WHAT YOU NEED TO DO: Among the records that follow, set down only the lines from the one containing "PR #139, opened 2020-06-22" to the one containing "The dashboard also has to be adjusted.", both included, exactly.

-=-=-=-=-

PR #15, opened 2019-12-18
Fix chart-glitching (#14)

### LINKED ISSUE #14: Glitching axis labels on validator chart
See validator https://beaconcha.in/validator/b8a113e73760699c593762f7816660553b6ce21dadac05b7c75eeafcf56fbcfa6af876166cd6652a1e441e919d1474fe

The axis labels on the first and second y axis do not match the displayed data.

guybrush:
This fixes #14, though I am pretty sure it was `toFixed(2)` already some time ago and changed to `toFixed(0)` for some reason?

### DIFF
--- a/templates/validator.html
+++ b/templates/validator.html
@@ -96,39 +96,17 @@
                     }
                 },
                 labels: {
-                    formatter: function () {
-                        return this.value.toFixed(0);
-                    },
                     style: {
                         color: 'black'
                     }
                 },
                 opposite: false
-            }, {
-                title: {
-                    text: 'Effective Balance [ETH]',
-                    style: {
-                        color: '#26232780',
-                        'font-size': '0.8rem'
-                    }
-                },
-                labels: {
-                    formatter: function () {
-                        return this.value.toFixed(0);
-                    },
-                    style: {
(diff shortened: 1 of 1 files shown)


guybrush:
Actually maybe we should just use the default formatter that comes with highcharts, it will determine the amount of decimals on its own depending on the chart-data (which is 3 digits after comma most of the time).

ppratscher:
Please also move both series to the same Y axis and remove the second Y axis.

guybrush:
This PR includes now:
* use default formatter in balance-graph (instead of `toFixed(0)`) which will determine amount of digits after comma on its own
* use only 1 y-axis for balance-graph (`Balance [ETH]`) on the left side
* use same styling for proposal- and balance-graph (labels were gray and black mixed differently between the 2 graphs)
* fix error when there are no proposals (just make an empty array for now)

The graphs look like this now:
Screenshot from 2019-12-18 09-15-29

When there are no proposals:
Screenshot from 2019-12-18 09-16-01

guybrush:
With the latest change the proposal-graph will not be displayed at all if there are no proposals

PR #18, opened 2019-12-18
Lint

mkinney:
Fix most golint warnings. There are still 12 warnings.

Will need help/input on remaining warnings. (such as "type RpcClient should be RPCClient" or "don't use underscores in Go names; struct field Header_1 should be Header1".

### DIFF
--- a/.gitignore
+++ b/.gitignore
@@ -6,3 +6,4 @@ docker/
 templates/imprint.html
 config.yml
 config-lighthouse.yml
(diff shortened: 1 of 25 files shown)


ppratscher:
Thanks a lot for your efforts. The pr looks good to me, I will merge it as it is as it touches a lot of code. Regarding the remaining renames feel free to make them in a separate pr.

PR #23, opened 2019-12-19
looks like it is working

mkinney:
Note: Not persisting the postgres db but probably should.

### DIFF
--- a/docker-compose.yml
+++ b/docker-compose.yml
@@ -1,0 +1,41 @@
+version: '2.4'
+services:
+
+  prysm:
+    image: gcr.io/prysmaticlabs/prysm/beacon-chain:latest 
+    ports:
+      - "4000:4000"
+      - "7000:7000"
+    volumes:
+      - $HOME/prysm-data:/data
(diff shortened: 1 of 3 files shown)


docker-compose.yml
```diff
@@ -0,0 +1,41 @@
...
+    command: --archive --grpc-gateway-port=7000 --datadir=/data
+
+  postgres:
+    image: postgres
+    environment:
+      - POSTGRES_PASSWORD=secret
+      - POSTGRES_USER=explorer
+      - POSTGRES_DB=explorer
+    volumes:
+    - ./tables.sql:/docker-entrypoint-initdb.d/init.sql
```
guybrush: minor nit: use same indentation as with other fields (same with `services.explorer.volumes`)

mkinney: Thanks. Will do.

mkinney:
I'm going to close this PR as I want to add a docker-compose for lighthouse, too.

I'll re-open a new PR.

PR #25, opened 2019-12-27
add lighthouse chain link

mkinney:


asaneh:
#394 #1241 #384 #1267 #1268

PR #28, opened 2020-01-16
Estimate activationEpoch for pending validators

guybrush:


db/db.go
```diff
@@ -334,6 +334,21 @@ func saveValidatorSet(epoch uint64, validators []*types.Validator, validatorIndi
 	}
 	defer stmtValidators.Close()
 
+	var lenActivatedValidators int
+	var lastActivatedValidatorIdx uint64
+	for _, v := range validators {
+		isActive := v.ActivationEpoch <= epoch && epoch < v.ExitEpoch
```
ppratscher: I don't believe the temp variable here is really required

guybrush: Thought its easier to read, anyway removed with force-push!

PR #35, opened 2020-01-20
Store validators-state of latest epoch in validators-table

guybrush:
With this PR we get much faster response-timings for `/validators/data/{pending,active,ejected}` routes (~70ms vs ~1000ms).

It expands the already existing `validators`-table to match the `validator_set`-table (plus the already existing publickey-field).


guybrush:
Ah with this, the integration-tests also need update - on it.

PR #40, opened 2020-01-23
Show offline valiators on validators-page

guybrush:
Offline validators are validators that have not attested in both, the current epoch and the previous epoch.

Maybe we should also show when they last attested?


guybrush:
Please do not merge yet, the query is currently too slow when we include last-attestation-info. I am trying to make this more performant, but maybe it is better to just no show last-attestation-info for now.

guybrush:
Ok I got it fast again, by changing the database-schema. 

This PR introduces yet another column to the `validators`-table: `lastattestationslot` which tracks the last attestations of each validator. This column is then used to see which validators are offline. An offline validator is active for >1 epochs and did not attest in the last 2 epochs (including the current).

Changing the database for this PR:
```sql
alter table validators add lastattestationslot bigint;

update validators 
set lastattestationslot = a.lastslot
from (
    select validatorindex, max(attesterslot) as lastslot
    from attestation_assignments
    group by validatorindex
) a where a.validatorindex = validators.validatorindex;
```

guybrush:
This PR now changes:
- backend
  - add `lastattestationslot` to `validators`-table
- frontend
  - validators-page
    - use 1 table instead of 3 and add filter for validator-status
    - table-columns will be displayed depending on validator-status-filter
    - mark offline validators with icon (offline validators are {active,slashing,exiting} for at least 2 epochs and did not attest in the last 2 epochs)
  - validator-page
    - show offline-icon if validator is offline
    - remove slashed-information, now the validator state is `Slashing` if the validator got slashed

We still need to fix:
- validators are not marked as `Exiting` yet, we only show when a validator exited
- offline-indication depends on getting the correct data from beacon-node, which is currently not heavily tested

PR #128, opened 2020-06-16
Design/clean

qu0b:
* switched from development version bootstrap to stable version 4.5
* added the layout styles to the to the bootstrap css theme
* changed the dark/light toggle to change style sheets instead of just css variables


qu0b:
* Removed boostrap folder from the project
* Added a home button

Issue #124, opened 2020-06-14
Header: "Epoch Slot" to "Epoch current_slot/scheduled_slot" 


Buttaa:
Currently shows the last scheduled slot until a new epoch starts. 
Better UX by showing `Epoch, current_slot / last_scheduled_slot`. 

![firefox_2020-06-14_12-09-42](https://user-images.githubusercontent.com/26490734/84590569-1dd32580-ae38-11ea-903f-1fef5386da55.png)

qu0b:
Also add a finalization-gap indicator to the status field if the gap is high.

PR #139, opened 2020-06-22
Feature/statusbar

qu0b:
Added to the banner:
* finalization delay
* sync status
* current current slot
* current epoch
* live updates every 12 seconds


qu0b:
The status bar now shows the current slot that is getting proposed #124

PR #2009, opened 2023-03-28
(BIDS-1834) show 0 as expected withdrawal amount during in progress e…

peterbitfly:
…poch


Eisei24 (changes requested):
The dashboard also has to be adjusted.
Currently it still shows the last withdrawal amount instead of 0.

peterbitfly:
Updated the pr to apply the same logic in the dashboard view.

PR #2014, opened 2023-03-29
(NOBIDS) node_jobs: allow only one bls-change-node-job per validator

guybrush:
```sql
CREATE TABLE IF NOT EXISTS
    node_jobs_bls_changes_validators (
        validatorindex INT NOT NULL,
        node_job_id VARCHAR(40) NOT NULL,
        PRIMARY KEY (validatorindex)
        -- we allow only one job per validator
    );
```


peterbitfly:
Why a new table and not just a new column in the `validators` table?

db/node_jobs.go
```diff
@@ -154,21 +163,47 @@ func CreateBLSToExecutionChangesNodeJob(nj *types.NodeJob) (*types.NodeJob, erro
...
-	_, err = WriterDb.Exec(`insert into node_jobs (id, type, status, data, created_time) values ($1, $2, $3, $4, now())`, nj.ID, nj.Type, nj.Status, nj.RawData)
+	tx, err := WriterDb.Beginx()
 	if err != nil {
-		return nil, err
+		return nil, fmt.Errorf("error starting db transactions: %w", err)
+	}
+	defer tx.Rollback()
+
+	for _, idx := range indicesArr {
+		res, err := tx.Exec(`insert into node_jobs_bls_changes_validators (validatorindex, node_job_id) values($1, $2) on conflict do nothing`, idx, nj.ID)
```
peterbitfly, line 184: This will cause several thousand queries to be executed sequentially. Better to use proper batching here.

peterbitfly (changes requested):

db/node_jobs.go
guybrush: fixed in new e937dab

guybrush:
rebased

PR #2029, opened 2023-03-31
Bids 1850/show link to credentials change guide

Eisei24:


templates/validator/overview.html
```diff
@@ -243,11 +243,15 @@
...
-            <span> {{ .WithdrawalCount }} </span>
+            <i class="fas fa-money-bill"></i>
+            {{ .WithdrawalCount }}
           {{ else }}
-            <span><i class="text-warning fas fa-exclamation-triangle"></i></span>
+            <a href="https://launchpad.ethereum.org/en/withdrawals">
+              <i class="fas fa-money-bill"></i>
+              <i class="text-warning fas fa-exclamation-triangle"></i>
+              <i class="fas fa-external-link-alt"></i>
+            </a>
```
D13ce, line 254: This causes the money-bill to turn blue (as it is a link now). Is that intentional?
Maybe only make the new icon clickable?

Furthermore, I know this has not been part of the spec for this issue, but maybe have a tooltip for the guide itself? Something like `Click here for a guide on this topic` (brainstorm).

Eisei24: Implemented the changes as discussed in the issue.
`class="text-warning"` already forces the colour for the triangle.

D13ce (approved):
lgtm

-=-=-=-=-

PROBLEM SOLUTION:
PR #139, opened 2020-06-22
Feature/statusbar

qu0b:
Added to the banner:
* finalization delay
* sync status
* current current slot
* current epoch
* live updates every 12 seconds


qu0b:
The status bar now shows the current slot that is getting proposed #124

PR #2009, opened 2023-03-28
(BIDS-1834) show 0 as expected withdrawal amount during in progress e…

peterbitfly:
…poch


Eisei24 (changes requested):
The dashboard also has to be adjusted.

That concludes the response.